[Stored entries]
"""

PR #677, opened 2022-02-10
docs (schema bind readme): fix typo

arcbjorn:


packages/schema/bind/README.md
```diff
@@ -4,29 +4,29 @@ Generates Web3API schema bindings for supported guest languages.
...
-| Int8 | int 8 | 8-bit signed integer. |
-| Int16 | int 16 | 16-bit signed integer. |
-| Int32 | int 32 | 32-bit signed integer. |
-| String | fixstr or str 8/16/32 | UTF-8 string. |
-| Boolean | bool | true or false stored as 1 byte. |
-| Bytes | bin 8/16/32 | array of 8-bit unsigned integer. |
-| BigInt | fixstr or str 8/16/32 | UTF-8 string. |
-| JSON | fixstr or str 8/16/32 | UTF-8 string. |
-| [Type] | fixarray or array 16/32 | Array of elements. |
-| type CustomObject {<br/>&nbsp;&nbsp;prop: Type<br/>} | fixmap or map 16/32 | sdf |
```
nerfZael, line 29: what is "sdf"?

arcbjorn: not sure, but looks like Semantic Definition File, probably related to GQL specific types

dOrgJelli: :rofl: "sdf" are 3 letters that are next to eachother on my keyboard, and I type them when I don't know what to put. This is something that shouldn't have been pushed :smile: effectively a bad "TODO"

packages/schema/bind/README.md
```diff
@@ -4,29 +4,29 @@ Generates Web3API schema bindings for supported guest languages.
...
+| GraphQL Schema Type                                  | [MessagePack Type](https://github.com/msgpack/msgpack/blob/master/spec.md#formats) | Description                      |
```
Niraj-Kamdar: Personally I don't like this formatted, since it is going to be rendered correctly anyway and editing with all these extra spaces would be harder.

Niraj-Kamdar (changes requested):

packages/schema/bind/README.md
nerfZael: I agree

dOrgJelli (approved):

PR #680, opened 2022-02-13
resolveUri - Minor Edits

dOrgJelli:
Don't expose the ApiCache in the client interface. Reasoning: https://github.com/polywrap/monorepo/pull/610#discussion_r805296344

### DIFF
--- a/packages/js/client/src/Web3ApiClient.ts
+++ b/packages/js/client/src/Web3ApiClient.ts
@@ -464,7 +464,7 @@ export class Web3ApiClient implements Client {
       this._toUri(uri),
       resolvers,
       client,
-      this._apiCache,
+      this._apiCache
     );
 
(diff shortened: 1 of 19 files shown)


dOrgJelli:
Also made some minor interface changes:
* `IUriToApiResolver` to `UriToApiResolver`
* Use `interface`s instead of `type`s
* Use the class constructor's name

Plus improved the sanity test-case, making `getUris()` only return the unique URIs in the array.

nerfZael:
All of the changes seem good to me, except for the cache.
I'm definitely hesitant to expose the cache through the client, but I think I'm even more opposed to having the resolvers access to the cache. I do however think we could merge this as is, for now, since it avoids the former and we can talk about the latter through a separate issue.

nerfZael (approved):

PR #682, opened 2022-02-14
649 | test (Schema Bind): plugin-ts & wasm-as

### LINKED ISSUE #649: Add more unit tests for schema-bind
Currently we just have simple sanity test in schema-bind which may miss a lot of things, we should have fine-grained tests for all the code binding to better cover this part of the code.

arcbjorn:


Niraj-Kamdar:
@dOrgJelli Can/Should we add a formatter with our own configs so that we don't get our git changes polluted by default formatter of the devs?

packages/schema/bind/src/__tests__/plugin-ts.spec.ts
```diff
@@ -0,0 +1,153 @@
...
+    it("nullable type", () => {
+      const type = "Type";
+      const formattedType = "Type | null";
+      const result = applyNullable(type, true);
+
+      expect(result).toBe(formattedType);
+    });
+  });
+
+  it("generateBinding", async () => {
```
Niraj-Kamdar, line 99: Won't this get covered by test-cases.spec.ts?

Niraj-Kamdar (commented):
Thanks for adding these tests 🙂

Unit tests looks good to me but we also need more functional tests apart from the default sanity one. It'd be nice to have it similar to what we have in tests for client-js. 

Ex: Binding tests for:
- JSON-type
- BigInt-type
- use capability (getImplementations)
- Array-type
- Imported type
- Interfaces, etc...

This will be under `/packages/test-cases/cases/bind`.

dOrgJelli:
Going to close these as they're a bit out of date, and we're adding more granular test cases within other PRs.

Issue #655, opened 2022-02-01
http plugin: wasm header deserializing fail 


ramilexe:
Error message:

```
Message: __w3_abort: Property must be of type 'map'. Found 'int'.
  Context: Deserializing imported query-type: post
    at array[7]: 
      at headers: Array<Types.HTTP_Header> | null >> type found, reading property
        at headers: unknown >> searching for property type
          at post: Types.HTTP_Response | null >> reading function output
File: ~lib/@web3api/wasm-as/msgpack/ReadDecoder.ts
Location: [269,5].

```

"""

TASK BRIEF: Gather every line from the entries above where the word "headers" appears, and copy them.

RESPONSE:
      at headers: Array<Types.HTTP_Header> | null >> type found, reading property
        at headers: unknown >> searching for property type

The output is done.